● Task to complete
How many of the lines below include "think"? Give the number and no other words.

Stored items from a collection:

◆ ◆ ◆

PR #5263, opened 2023-06-27
[TEST] Make sure bazel remote cache is available after #5259

lsy323:


lsy323:
With #5259, remote cache for branch PRs is still enabled.

PR #5266, opened 2023-06-28
Update Sharded graph HLO dumping

JackCaoG:
Currently if we try to dump the HLO graph for a sharded computation, the logic in `DumpUtil::ToHlo` will return the post-optimization HLO, which contains a bunch of `fused_compuation.clone` and it is pretty unreadable. I think we want the HLO that's closer to the original IR for the debugging purpose, after this change, we will see something like
```
HloModule IrToHlo.8, entry_computation_layout={(f32[], f32[1,8]{1,0})->(f32[1,8]{1,0})}

ENTRY %IrToHlo.8 (p0.2: f32[], p1.4: f32[1,8]) -> (f32[1,8]) {
  %p1.4 = f32[1,8]{1,0} parameter(1), sharding={devices=[1,4]0,1,2,3}
  %p0.2 = f32[] parameter(0), sharding={replicated}
  %constant.1 = f32[] constant(1)
  %multiply.3 = f32[] multiply(f32[] %p0.2, f32[] %constant.1)
  %broadcast.5 = f32[1,8]{1,0} broadcast(f32[] %multiply.3), dimensions={}
  %add.6 = f32[1,8]{1,0} add(f32[1,8]{1,0} %p1.4, f32[1,8]{1,0} %broadcast.5)
  ROOT %tuple.7 = (f32[1,8]{1,0}) tuple(f32[1,8]{1,0} %add.6)
}
```

which gives us enough information about the input sharding which is useful.

### DIFF
--- a/test/spmd/test_xla_sharding.py
+++ b/test/spmd/test_xla_sharding.py
@@ -454,6 +454,19 @@ class BasicShardingTest(test_xla_sharding_base.XlaShardingTest):
     t3_expected = [9.0, 9.0, 9.0, 9.0, 9.0, 9.0, 9.0, 9.0]
     self.assertEqual(t3.tolist()[0], t3_expected)
 
+  def test_xla_sharded_hlo_dump(self):
+    partition_spec = (0, 1)
+    xt1 = torch.tensor([[1, 2, 3, 4, 5, 6, 7, 8]],
+                       dtype=torch.float,
+                       device=xm.xla_device())
+    xst1 = xs.mark_sharding(xt1, self._get_mesh((1, self.n_devices)),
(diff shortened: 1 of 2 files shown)


alanwaketan:
I wonder what's the original intention to add this special case?

JackCaoG:
actual @yeounoh already implemented `_xla_partitioning_pass` in 
https://github.com/pytorch/xla/blob/e7ad09ed8ae670ed2a0d5a4c225fe0a262174c8f/torch_xla/csrc/init_python_bindings.cpp#L1497-L1505

for that purpose, I think we should leave `XLA_SAVE_TENSORS_FILE` intact.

◆ ◆ ◆

● Final answer
2